Stability: How similar are the explanations for similar instances? While consistency compares explanations between models, stability compares explanations between similar instances for a fixed model. High stability means that slight variations in the features of an instance do not substantially change the explanation (unless these slight variations also strongly change the prediction). A lack of stability can be the result of a high variance of the explanation method. In other words, the explanation method is strongly affected by slight changes in the feature values of the instance to be explained. A lack of stability can also be caused by non-deterministic components of the explanation method, such as a data sampling step, like the local surrogate method uses. High stability is always desirable.

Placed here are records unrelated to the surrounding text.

PR #1285, opened 2022-07-07
Do not minimize the shadow jar

### LINKED ISSUE #1284: Gradle does not include Kotlin classes when compiling again
Compiling with gradle works fine when compiling for the first time. However, if I make changes to a kotlin file and invoke `.\gradlew build` again, the resulting jar does not include the Kotlin classes anymore. I have to run `.\gradlew clean` first to make it work again.

Any ideas what is going wrong here? I think we had a similar issue in the past, but I was not able to find something in our old issues.

cmnrd:
Issue #1284 was caused by the mimization step of the shadowJar gradle plugin. The main problem is, that we don't import kotlin classes directly, but load them manually in order to work around the build problems in Eclipse... Hence, the minimizer thinks it can exclude the Kotlin classes. While in principle it is possible to add particular excludes, this does not work properly when we compile a second time. The reason for this is unclear, but we might as well disable the minimization. This slightly increases the jar size from 23 MB to 28 MB.

Closes #1284

### DIFF
--- a/org.lflang.lfc/build.gradle
+++ b/org.lflang.lfc/build.gradle
@@ -35,11 +35,6 @@ task buildLfc() {
 
     shadowJar {
         exclude 'test/*'
-        minimize() {
-            exclude(dependency('log4j:log4j:.*'))
-            exclude(dependency('com.google.inject:guice:.*'))
-            exclude(dependency('org.lflang:org.lflang:.*'))
-        }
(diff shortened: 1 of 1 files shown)


lhstrh (changes requested):
I think this is a fine solution, but we should leave a note in the Gradle config explaining why we aren't doing minimization. We could just refer to this PR.

PR #1286, opened 2022-07-08
Cpp: fix triggering of reactions in multiple nested reactors

cmnrd:
The reactor-cpp runtime did not correctly handle multiple reactions in different nested reactors that are triggered by the same upstream port. This change pulls in a fix in reactor-cpp and adds an LF test.

Related reactor-cpp PR: https://github.com/lf-lang/reactor-cpp/pull/16


cmnrd:
@edwardalee, @Soroosh129 Do you know if we have a similar test for C?

edwardalee:
> @edwardalee, @Soroosh129 Do you know if we have a similar test for C?

I'm not sure, but I just added a C version of this test to the branch.

Soroosh129:
I couldn’t find a test that exactly matches what’s here (where you have two reactions at two different levels of the hierarchy be triggered by the same upstream port).

I did, however, find an apparent mistake in [Hierarchy.lf](https://github.com/lf-lang/lingua-franca/blob/c29a30ef750aee43c5ca3a62fac8d2063c96dd95/test/C/src/Hierarchy.lf#L44), where in the main reactor we have:
```
container.out -> print.in;
container.out -> print2.in;
```
I think this should be:
```
container.out -> print.in;
container.out2 -> print2.in;
```

edwardalee:
I just pushed a fix to this mistake to this branch.

> I did, however, find an apparent mistake in [Hierarchy.lf](https://github.com/lf-lang/lingua-franca/blob/c29a30ef750aee43c5ca3a62fac8d2063c96dd95/test/C/src/Hierarchy.lf#L44), where in the main reactor we have:
> 
> ```
> container.out -> print.in;
> container.out -> print2.in;
> ```
> 
> I think this should be:
> 
> ```
> container.out -> print.in;
> container.out2 -> print2.in;
> ```

cmnrd:
Thanks for providing the C test! I will merge it then.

Comprehensibility: How well do humans understand the explanations? This looks just like one more property among many, but it is the elephant in the room. Difficult to define and measure, but extremely important to get right. Many people agree that comprehensibility depends on the audience. Ideas for measuring comprehensibility include measuring the size of the explanation (number of features with a non-zero weight in a linear model, number of decision rules, …) or testing how well people can predict the behavior of the machine learning model from the explanations. The comprehensibility of the features used in the explanation should also be considered. A complex transformation of features might be less comprehensible than the original features.
Certainty: Does the explanation reflect the certainty of the machine learning model? Many machine learning models only give predictions without a statement about the models confidence that the prediction is correct. If the model predicts a 4% probability of cancer for one patient, is it as certain as the 4% probability that another patient, with different feature values, received? An explanation that includes the model’s certainty is very useful. In addition, the explanation itself may be a model or an estimate based on data and therefore itself subject to uncertainty. This uncertainty of the explanation is also a relevant property of the explanation itself.
Degree of Importance: How well does the explanation reflect the importance of features or parts of the explanation? For example, if a decision rule is generated as an explanation for an individual prediction, is it clear which of the conditions of the rule was the most important?
Novelty: Does the explanation reflect whether a data instance to be explained comes from a “new” region far removed from the distribution of training data? In such cases, the model may be inaccurate and the explanation may be useless. The concept of novelty is related to the concept of certainty. The higher the novelty, the more likely it is that the model will have low certainty due to lack of data.
Representativeness: How many instances does an explanation cover? Explanations can cover the entire model (e.g., interpretation of weights in a linear regression model) or represent only an individual prediction (e.g., Shapley Values).